Data to examine Start Marker

PR #159, opened 2026-05-07
[Documentation] scheduling algorithm docs and others

reid23:
added documentation for the scheduling algorithm as it currently stands. taken from an old issue i wrote a long time ago. 
Also added documentation for all the environment variables used for configuration and the ASS cheat sheet from the help modal.

### DIFF
--- a/docs/env-vars.md
+++ b/docs/env-vars.md
@@ -1,0 +1,92 @@
+# Environment Variables
+
+This is a list of all environment variables that can be used to
+configure Arctos.
+
+`SECRET_KEY`
+: the flask secret. generate randomly.
+
+`ARCTOS_CORS_DEV`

Data to examine End Marker

The task
The output should match the records above exactly, line for line.

Reply
PR #159, opened 2026-05-07
[Documentation] scheduling algorithm docs and others

reid23:
added documentation for the scheduling algorithm as it currently stands. taken from an old issue i wrote a long time ago. 
Also added documentation for all the environment variables used for configuration and the ASS cheat sheet from the help modal.

### DIFF
--- a/docs/env-vars.md
+++ b/docs/env-vars.md
@@ -1,0 +1,92 @@
+# Environment Variables
+
+This is a list of all environment variables that can be used to
+configure Arctos.
+
+`SECRET_KEY`
+: the flask secret. generate randomly.
+
+`ARCTOS_CORS_DEV`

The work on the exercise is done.